PROVIDED DATA:
- Opening Delimiter -
PR #7183, opened 2023-02-11
refactor: remove legacy code

demensky:
Main points:

- [x] Drop Internet Explorer support into a pit of flames! 🔥 IE 🔥 🥳
- [x] Remove hacks when inheriting from native error classes. This makes no sense if ES2015+ is used.
- [ ] Remove support for ES5.
- [ ] [Switch compilation to ES2022](https://github.com/ReactiveX/rxjs/issues/6321#issuecomment-1423258843).

If you know any other places that are legacy and need to be deleted/refactor, welcome to the comments.

**BREAKING CHANGE:** `EmptyError` cannot be used if `target` is below ES2015
**BREAKING CHANGE:** `NotFoundError` cannot be used if `target` is below ES2015
**BREAKING CHANGE:** `SequenceError` cannot be used if `target` is below ES2015
**BREAKING CHANGE:** `TimeoutError` cannot be used if `target` is below ES2015
**BREAKING CHANGE:** `ObjectUnsubscribedError` cannot be used if `target` is below ES2015
**BREAKING CHANGE:** `ArgumentOutOfRangeError` cannot be used if `target` is below ES2015
**BREAKING CHANGE:** `AjaxError` cannot be used if `target` is below ES2015
**BREAKING CHANGE:** `AjaxTimeoutError` cannot be used if `target` is below ES2015
**BREAKING CHANGE:** `UnsubscriptionError` cannot be used if `target` is below ES2015
**BREAKING CHANGE:** `ajax` no longer supports IE


brodo:
Hi, can you tell my why you closed this PR? I stumbled across the `createErrorClass` function recently and it has more problems besides being 'hacky':

- It does not create 'native' errors and thus can not be identified with Node.js's `util.types.isNativeError()` function.
- It does instantiate the stack trace eagerly. This means that error creation is about 10 times slower compared to a normal error (in my micro benchmark).
- All stack traces contain createErrorClass, which is not pretty

PR #7184, opened 2023-02-12
Drop all Internet Explorer support into a pit of flames! 🔥 IE 🔥

demensky:
**BREAKING CHANGE:** `ajax` no longer supports IE


src/internal/ajax/getXHRResponse.ts
```diff
@@ -1,37 +1,11 @@
...
-      if ('response' in xhr) {
-        return xhr.response;
-      } else {
-        // IE
-        const ieXHR: any = xhr;
-        return ieXHR.responseText;
-      }
-    }
-  }
+  return xhr.responseType === 'document' ? xhr.responseXML : xhr.response;
```
benlesh, line 10: Honestly, we should just inline this if it's only used in one spot. It's a small amount of code now.

demensky: [Judging by the specification](https://xhr.spec.whatwg.org/#the-response-attribute), the use of `responseXML` is redundant, since we will get what we need anyway.

> Otherwise, if [this](https://webidl.spec.whatwg.org/#this)’s [response type](https://xhr.spec.whatwg.org/#response-type) is "document", [set a document response](https://xhr.spec.whatwg.org/#document-response) for [this](https://webidl.spec.whatwg.org/#this).

So I replaced `getXHRResponse(xhr)` with `xhr.response`.

benlesh (approved):

benlesh:
Thanks, @demensky

PR #7339, opened 2023-09-13
fix(fromEvent): allow `fromEvent` to handle symbols as event names

### LINKED ISSUE #7338: Bug: Support for Symbol for `fromEvent`
### Describe the bug

Node Event Emitter supports `Symbol` for `on/off` https://nodejs.org/api/events.html#emitteroneventname-listener.
The current implementation of RxJS can use them as provided the example bellow it's just that the types that are used don't support them.

### Expected behavior

Symbols are accepted as types.

### Reproduction code

```typescript
import { EventEmitter } from 'node:events';

const emitter = new EventEmitter();
const protectedEvent = Symbol('Emitted');

// Fails  TypeChecking
const sourceOne = fromEvent(emitter, protectedEvent);
// Passes TypeChecking
const sourceTwo = fromEvent(emitter, protectedEvent as unknown as string);

sourceOne.subscribe((val) => console.log(val));
sourceTwo.subscribe((val) => console.log(val));

emitter.emit(protectedEvent, {
  message: 'Hello World',
});
```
- Closing Delimiter -
DIRECTIONS FOR THIS TASK:
Your task is to retype the records precisely as they stand.

ANSWER:
PR #7183, opened 2023-02-11
refactor: remove legacy code

demensky:
Main points:

- [x] Drop Internet Explorer support into a pit of flames! 🔥 IE 🔥 🥳
- [x] Remove hacks when inheriting from native error classes. This makes no sense if ES2015+ is used.
- [ ] Remove support for ES5.
- [ ] [Switch compilation to ES2022](https://github.com/ReactiveX/rxjs/issues/6321#issuecomment-1423258843).

If you know any other places that are legacy and need to be deleted/refactor, welcome to the comments.

**BREAKING CHANGE:** `EmptyError` cannot be used if `target` is below ES2015
**BREAKING CHANGE:** `NotFoundError` cannot be used if `target` is below ES2015
**BREAKING CHANGE:** `SequenceError` cannot be used if `target` is below ES2015
**BREAKING CHANGE:** `TimeoutError` cannot be used if `target` is below ES2015
**BREAKING CHANGE:** `ObjectUnsubscribedError` cannot be used if `target` is below ES2015
**BREAKING CHANGE:** `ArgumentOutOfRangeError` cannot be used if `target` is below ES2015
**BREAKING CHANGE:** `AjaxError` cannot be used if `target` is below ES2015
**BREAKING CHANGE:** `AjaxTimeoutError` cannot be used if `target` is below ES2015
**BREAKING CHANGE:** `UnsubscriptionError` cannot be used if `target` is below ES2015
**BREAKING CHANGE:** `ajax` no longer supports IE


brodo:
Hi, can you tell my why you closed this PR? I stumbled across the `createErrorClass` function recently and it has more problems besides being 'hacky':

- It does not create 'native' errors and thus can not be identified with Node.js's `util.types.isNativeError()` function.
- It does instantiate the stack trace eagerly. This means that error creation is about 10 times slower compared to a normal error (in my micro benchmark).
- All stack traces contain createErrorClass, which is not pretty

PR #7184, opened 2023-02-12
Drop all Internet Explorer support into a pit of flames! 🔥 IE 🔥

demensky:
**BREAKING CHANGE:** `ajax` no longer supports IE


src/internal/ajax/getXHRResponse.ts
```diff
@@ -1,37 +1,11 @@
...
-      if ('response' in xhr) {
-        return xhr.response;
-      } else {
-        // IE
-        const ieXHR: any = xhr;
-        return ieXHR.responseText;
-      }
-    }
-  }
+  return xhr.responseType === 'document' ? xhr.responseXML : xhr.response;
```
benlesh, line 10: Honestly, we should just inline this if it's only used in one spot. It's a small amount of code now.

demensky: [Judging by the specification](https://xhr.spec.whatwg.org/#the-response-attribute), the use of `responseXML` is redundant, since we will get what we need anyway.

> Otherwise, if [this](https://webidl.spec.whatwg.org/#this)’s [response type](https://xhr.spec.whatwg.org/#response-type) is "document", [set a document response](https://xhr.spec.whatwg.org/#document-response) for [this](https://webidl.spec.whatwg.org/#this).

So I replaced `getXHRResponse(xhr)` with `xhr.response`.

benlesh (approved):

benlesh:
Thanks, @demensky

PR #7339, opened 2023-09-13
fix(fromEvent): allow `fromEvent` to handle symbols as event names

### LINKED ISSUE #7338: Bug: Support for Symbol for `fromEvent`
### Describe the bug

Node Event Emitter supports `Symbol` for `on/off` https://nodejs.org/api/events.html#emitteroneventname-listener.
The current implementation of RxJS can use them as provided the example bellow it's just that the types that are used don't support them.

### Expected behavior

Symbols are accepted as types.

### Reproduction code

```typescript
import { EventEmitter } from 'node:events';

const emitter = new EventEmitter();
const protectedEvent = Symbol('Emitted');

// Fails  TypeChecking
const sourceOne = fromEvent(emitter, protectedEvent);
// Passes TypeChecking
const sourceTwo = fromEvent(emitter, protectedEvent as unknown as string);

sourceOne.subscribe((val) => console.log(val));
sourceTwo.subscribe((val) => console.log(val));

emitter.emit(protectedEvent, {
  message: 'Hello World',
});
```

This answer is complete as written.